Hi Folks,
I usually start the day by pre-rounding at 0500h. We generally do work rounds at 0600h-0700h depending on the number of patients on service. After work rounds, we generally get orders in for the day and head off to OR or to the clinics, again depending on the service. Transplant, general surgery and vascular tend to have more patients and thus more morning work.
If you are lucky, you may get to grab a bite to eat around noon but you might have to get something to drink and back into the OR or clinic until about 1500h-1600h. After the OR or clinic is done,(clinic can last until 1700-1800h) or you can do a heavy case such as a retroperitoneal resection or hepatic resection in the OR that lasts into the evening. You generally have will spend a couple of hours doing evening chores such as checking in on your sickest patients.
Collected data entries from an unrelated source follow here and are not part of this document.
Issue #1080, opened 2019-10-04
GPflow2 set_default_float and set_default_int accept tf dtypes but that breaks code


st--:
Some functions such as the Gauss-Hermite quadrature code call `numpy_array.astype(default_float())`, which fails if `default_float()` returns a *tensorflow* dtype such as `tf.float64` instead of `np.float64`. However, `gpflow.config.set_default_float()` explicitly allows both numpy and tensorflow dtypes as arguments.

st--:
Also, it'd be really nice to have a config context-manager to be able to have localised changes to the config...

PR #1103, opened 2019-10-16
Ensure all tf_probability distributions take the correct dtype parameters

condnsdmatters:
This PR supercedes PR # 1100

TF Probabilities does not allow you to either choose a dtype for your distributions (see PR #1100 ) at the moment. Instead it is currently inferred by the dtype of the params. Tensorflow also has no way of setting default dtypes in the backend, and this is also an open issue.

There are two solutions to this: 
* One is simply to covert native values to the default dtype before sending them into the tfp distribution. This relies on the user knowing this is how tfp distributions work.
* The other is to create an intermediate wrapper around all the distributions in tfp, and allow users of gpflow not to have to worry about this.

Although the first is uglier (users will get bitten by this, possibly), if we create a wrapper around tfp.distributions.Gamma etc, we will have to maintain it, probably for a very long time (in particular, we may have to add distributions etc). 

Ultimately this is a tf problem and I think it best if we don't turn it into our problem as well - is there a way we could communicate this problem clearly to users? If so where would we put it?

### DIFF
--- a/gpflow/config/__config__.py
+++ b/gpflow/config/__config__.py
@@ -1,4 +1,5 @@
 import os
+import contextlib
 
 import numpy as np
 import tabulate
@@ -13,6 +14,9 @@ __all__ = [
     "set_default_float",
     "set_default_jitter",
     "set_default_int",
+    "to_default_float",
+    "to_default_int",
+    "config_session"
 ]
 
 _ENV_JITTER = "GPFLOW_JITTER"
@@ -51,6 +55,14 @@ def default_jitter():
     return __config._jitter
 
 
+def to_default_int(x):
+    return tf.cast(x, dtype=default_int())
+
+
+def to_default_float(x):
+    return tf.cast(x, dtype=default_float())
+
+
 def set_default_int(value_type):
     try:
         tf_dtype = tf.as_dtype(value_type)  # Test that it's a tensorflow-valid dtype
@@ -87,3 +99,16 @@ def set_summary_fmt(fmt: str):
         raise ValueError(f"Summary does not support '{fmt}' format")
 
     __config._summary_fmt = fmt
+
+
+@contextlib.contextmanager
+def config_session():
+    '''Ensure that global configs defaults, with a context manager. Useful
+    for testing.'''
+    float_dtype = default_float()
+    int_dtype = default_int()
+    jitter = default_jitter()
+    yield
+    set_default_float(float_dtype)
+    set_default_int(int_dtype)
+    set_default_jitter(jitter)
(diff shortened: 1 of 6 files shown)


gpflow/config/__config__.py
```diff
@@ -51,6 +55,14 @@ def default_jitter():
...
+    return tf.cast(x, dtype=default_int())
+
+
+def to_default_float(x):
+    return tf.cast(x, dtype=default_float())
+
+
 def set_default_int(value_type):
     try:
         tf_dtype = tf.as_dtype(value_type)  # Test that it's a tensorflow-valid dtype
```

Evening rounds can last until 1900h if you are fortunate. If you are on call, you try to get some dinner and some rest because you are going to be called most of the night for consults and putting out fires on the wards.
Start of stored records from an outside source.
PR #1106, opened 2019-10-17
Fix hidden bug in SGPR

condnsdmatters:
SGPR likelihoods were previously using full rank matrices instead of diagonal ones in both upper bound and likelihood calculation. Ie `Kdiag` was not "diag".

This error was being masked by the intentional deactivation of tests comparing to the SGPR to the GPR, and what appears to be a hack to make tests working on the upper bound case. It was discovered in attempting to migrate the VFEvsFITC notebook.

Both are fixed here, and tests reactivated.


gpflow/models/sgpr.py
```diff
@@ -211,6 +211,31 @@ def predict_f(self, X: tf.Tensor, full_cov=False,
             var = tf.tile(var[:, None], [1, self.num_latent])
         return mean + self.mean_function(X), var
 
+    def compute_qu(self):
+        """
+        Computes the mean and variance of q(u), the variational distribution on
+        inducing outputs. SVGP with this q(u) should predict identically to
+        SGPR.
+        :return: mu, A
```
st--: What is A? the covariance of q(u)? or its cholesky? would be good if this could be consistent in code & docstring, e.g. "q(u) = N(mean, cov)" and `:return: mean, cov` or `:return mean, cholesky(cov)` ...

st--: or `q_mu` and `q_sqrt` if it is the cholesky

tests/test_methods.py
```diff
@@ -103,16 +103,14 @@ def test_sgpr_qu():
 
     @tf.function
     def closure():
-        return - model.log_likelihood()
+        return model.neg_log_marginal_likelihood()
 
     gpflow.optimizers.Scipy().minimize(closure, variables=model.trainable_variables)
+    [qu_m, qu_A] = model.compute_qu()
```
st--:
```suggestion
    qu_m, qu_A = model.compute_qu()
```

tests/test_methods.py
```diff
@@ -103,16 +103,14 @@ def test_sgpr_qu():
...
+    [f_atZ_m, f_atZ_A] = model.predict_f(model.inducing_variable.Z, full_cov=True)
```
st--:
```suggestion
    f_at_Z_mean, f_at_Z_cov = model.predict_f(model.inducing_variable.Z, full_cov=True)
```
(or `f_Z_mean` or so if you want to be more concise)

tests/test_methods.py
```diff
@@ -103,16 +103,14 @@ def test_sgpr_qu():
...
 
-    q_mu = model.mean_function(model.inducing_variable.Z.read_value())
-    q_var = model.kernel(model.inducing_variable.Z.read_value(), full=True)
-    model_qu = [q_mu, tf.reshape(q_var, (1, 20, 20))]
-
-    for v1, v2 in zip(model_qu, model.predict_f(model.inducing_variable.Z.read_value(), full_cov=True)):
-        np.testing.assert_allclose(v1, v2, rtol=0, atol=1e-7)
+    np.testing.assert_allclose(qu_m, f_atZ_m, rtol=0, atol=1e-5)
+    np.testing.assert_allclose(tf.reshape(qu_A, (1, 20, 20)), f_atZ_A, rtol=0, atol=1e-5)
```
st--: can the tolerance be any tighter? maybe trading off a bit of rtol ~ 1e-7 against atol ~ 1e-7 or so if needed?

gpflow/models/sgpr.py
```diff
@@ -55,7 +55,7 @@ def upper_bound(self):
         x_data, y_data = self.data
         num_data = tf.cast(tf.shape(y_data)[0], default_float())
 
-        Kdiag = self.kernel(x_data)
+        Kdiag = self.kernel(x_data, full=False)
```
st--: Out of scope for this PR I guess but I'd much rather call the argument something else, `diag=True` perhaps (given that we want the default to be "full covariance" whereas in other parts of the code `full_cov=False` is the default).

condnsdmatters: @awav , just flagging up.

gpflow/models/sgpr.py
condnsdmatters:
```suggestion
        :return: mu, cov
```

gpflow/models/sgpr.py
```diff
@@ -211,6 +211,31 @@ def predict_f(self, X: tf.Tensor, full_cov=False,
             var = tf.tile(var[:, None], [1, self.num_latent])
         return mean + self.mean_function(X), var
 
+    def compute_qu(self):
+        """
+        Computes the mean and variance of q(u), the variational distribution on
```
condnsdmatters:
```suggestion
        Computes the mean and variance of q(u) = N(mu, cov), the variational distribution on
```

gpflow/models/sgpr.py
```diff
@@ -211,6 +211,31 @@ def predict_f(self, X: tf.Tensor, full_cov=False,
...
+
+        kuf = Kuf(self.inducing_variable, self.kernel, x_data)
+        kuu = Kuu(self.inducing_variable, self.kernel, jitter=default_jitter())
+
+        sig = kuu + (self.likelihood.variance ** -1) * tf.matmul(kuf, kuf, transpose_b=True)
+        sig_sqrt = tf.linalg.cholesky(sig)
+
+        sig_sqrt_kuu = tf.linalg.triangular_solve(sig_sqrt, kuu)
+
+        A = tf.linalg.matmul(sig_sqrt_kuu, sig_sqrt_kuu, transpose_a=True)
```
condnsdmatters:
```suggestion
        cov = tf.linalg.matmul(sig_sqrt_kuu, sig_sqrt_kuu, transpose_a=True)
```

gpflow/models/sgpr.py
```diff
@@ -211,6 +211,31 @@ def predict_f(self, X: tf.Tensor, full_cov=False,
...
+        err = y_data - self.mean_function(x_data)
+        mu = tf.linalg.matmul(
+            sig_sqrt_kuu, tf.linalg.triangular_solve(sig_sqrt, tf.linalg.matmul(kuf, err)),
+            transpose_a=True) * self.likelihood.variance ** -1.0
+
+        return mu, A
```
condnsdmatters:
```suggestion
        return mu, cov
```

tests/test_methods.py
condnsdmatters:
```suggestion
    np.testing.assert_allclose(tf.reshape(qu_A, (1, 20, 20)), f_atZ_A, rtol=0, atol=1e-6)
```

tests/test_methods.py
```diff
@@ -103,16 +103,14 @@ def test_sgpr_qu():
...
+    qu_mean, qu_cov = model.compute_qu()
+    f_at_Z_mean, f_at_Z_cov = model.predict_f(model.inducing_variable.Z, full_cov=True)
 
-    q_mu = model.mean_function(model.inducing_variable.Z.read_value())
-    q_var = model.kernel(model.inducing_variable.Z.read_value(), full=True)
-    model_qu = [q_mu, tf.reshape(q_var, (1, 20, 20))]
-
-    for v1, v2 in zip(model_qu, model.predict_f(model.inducing_variable.Z.read_value(), full_cov=True)):
-        np.testing.assert_allclose(v1, v2, rtol=0, atol=1e-7)
+    np.testing.assert_allclose(qu_m, f_atZ_m, rtol=0, atol=1e-5)
```
condnsdmatters:
```suggestion
    np.testing.assert_allclose(qu_mean, f_atZ_mean, rtol=0, atol=1e-5)
```

tests/test_methods.py
```diff
@@ -103,16 +103,14 @@ def test_sgpr_qu():
...
+    np.testing.assert_allclose(tf.reshape(qu_A, (1, 20, 20)), f_atZ_A, rtol=0, atol=1e-6)
```
condnsdmatters:
```suggestion
    np.testing.assert_allclose(tf.reshape(qu_cov, (1, 20, 20)), f_atZ_cov, rtol=0, atol=1e-6)
```

condnsdmatters:
> LGTM - only question, are the tolerances in the fixed test in `test_methods.py` as tight as they could be (i.e. any smaller and the test fails due to numerics)?

No i can't make them tighter but i think they are genuinely only meant to be approximately similar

Typical consults may be insertion of chest tubes and lines or seeing patients who are going to be admitted from the emergency room. You may also have a surgery or two to get done on patients who come in through the ER. Traumas are covered by the trauma service which has its own hours. If there are more than one trauma, the house coverage may be assisting with traumas too.
On a good call night, you may get three to four hours of sleep. To have a good night, you should get good signout from your colleages who have covered their patients well so you are not doing things like writing sleeping pill orders. I always do a recon walk through the ward a little after nurse shift change to head off any calls for clarification of orders.
You try to get some sleep, shower and go onto the next day. In my program, you don't go home after call but leave after evening rounds on the day that you are post call. You may still have to be in the OR or in the clinic on the day that you are post call. I am surprised at how easy it was for me to get used to this schedule. I spend far more than 120 hours in the hospital counting call.
I won't kid you, you need to be in pretty good physical condition to maintain this schedule. You also need to eat well (avoid the junk) and work out when you can. I have even found plenty of time to read and study especially on call nights. I don't watch TV and I don't spend lots of time hanging out with the gang anymore. That's the essence of being a junior resident on general surgery.
What will the new hours mean in terms of my schedule? Probably not too much. These new regs mean that I am responsible for reporting my hours which will cut into my reading and study time. Personally, I don't think things will change very much. I didn't enter General Surgery to be pampered; I entered this program to be trained. My training has been excellent and I have a program director who has made my life here at the hospital very nice. I am not doing scut, I am doing things that only a physician can do. My paperwork is minimal and my OR time is great!